We end Sunday with an around-the-room exercise. We each find four positive statements that have come out of our own and others' journeys for us. We stand up, state our name and these positive attributes. The whole circle repeats them after us, echoes of power and truth reverberating from the walls.
"I am Laura.
I am curious.
I am young.
I am peaceful.
I am infinite."
On Monday afternoon, I explode my life, claiming an independence of being and demonstrating a strength in my interpersonal relationships that I have never before shown. I do so without forethought, without planning, and the outcome of my actions could have resulted in swift and severe blow-back. Yet instead of the end of something, of sadness, or regret, what I'm experiencing is the start of something new. I am more grounded, happier, more hopeful than I have ever been. I now have a new type of relationship between equals, a reclamation of my own inherent self worth, a repudiation of my demons, a creation of a platform from which we can both grow and encourage each other to reach for our dreams.

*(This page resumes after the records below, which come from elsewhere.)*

PR #3275, opened 2025-07-21
[WHIT-1909] [Design System] Clean up legacy code

lauraghiorghisor-tw:
### What

The Design System feature toggle has been removed in https://github.com/alphagov/specialist-publisher/pull/3274. This PR now cleans up remaining views, js, and css.

I've used this opportunity to scan through the code and remove anything dead-looking. 
Next: removal of `govuk_admin_template` in https://github.com/alphagov/specialist-publisher/pull/3276.

### Testing

Tested manually in integration, following the test plan we had for [release here](https://gov-uk.atlassian.net/jira/software/c/projects/WHIT/boards/401?selectedIssue=WHIT-2027).

The only oddity noticed in testing was this overflown attachment title: 
| Before | After |
| --- | --- |
| Screenshot 2025-07-22 at 13 14 09 | Screenshot 2025-07-22 at 13 13 53 |
- As we can see that was the case before too. 
- Now fixed in commit `ce905d95`:
Screenshot 2025-07-22 at 17 57 05

[Jira](https://gov-uk.atlassian.net/browse/WHIT-1909)


app/presenters/actions_presenter.rb
```diff
@@ -129,24 +71,16 @@ def discard_button_visible?
...
-
-  def discard_alert_legacy
-    "Are you sure you want to discard this draft?"
-  end
-
   def discard_path
     discard_document_path(slug, document.content_id_and_locale)
   end
 
+  def discard_draft_notice
```
lauraghiorghisor-tw, line 78: Just moved down in the "discard" section.

app/assets/javascripts/legacy-application.js
```diff
@@ -1,79 +0,0 @@
-//= require jquery
-//= require select2
```
lauraghiorghisor-tw, line 2: I am not 100% what this select2 thing was, but pretty sure we don't need it, nor the jquery anymore.

app/assets/stylesheets/components/_govspeak-help.scss
lauraghiorghisor-tw, line 1: This refers to the side-bar "help" - so still needed, and should be under components.

app/views/attachments/_attachment_links.html.erb
```diff
@@ -20,12 +20,12 @@
           <div class="attachment govuk-!-margin-top-6">
             <p class="govuk-body">
               <strong>Title: </strong>
-              <span class="title attachment-line"><%= attachment.title %></span>
+              <span class="title"><%= attachment.title %></span>
```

Credit must be paid to my partner, too, who--without any shamanistic journeying whatsoever--steps into the fiery storm that I bring, without warning, and with a great deal of immaturity, into our lives. He listens and responds in ways new to us both. We step forward into a new world, together.
Temporally, it looks like this weekend of journeying is responsible for the real changes in my world. Yet correlation does not equal causation, and it is so easy to falsely correlate. It's not that simple--I've been in counseling awhile now, I'm enrolled in a program that gets me into the woods three days a week, something I find healing and empowering, and this weekend isn't my only source of spiritual exploration or efforts at personal growth and healing. Perhaps something else reached a critical mass. Too, I still don't know whether anything I experienced was real. I am not under the delusion that God was talking to me--I would really have to be smacked in the face with a metaphysical experience beyond the pale to believe that anything other than material existence is real. But my skepticism apparently didn't matter to Radalpho, and the changes I sense in myself these last few days are just as real as a new hair cut or outfit.
Maybe - it doesn't have to be real to make a difference. Maybe just the effort to break free from established patterns, however that breakthrough occurs, is enough.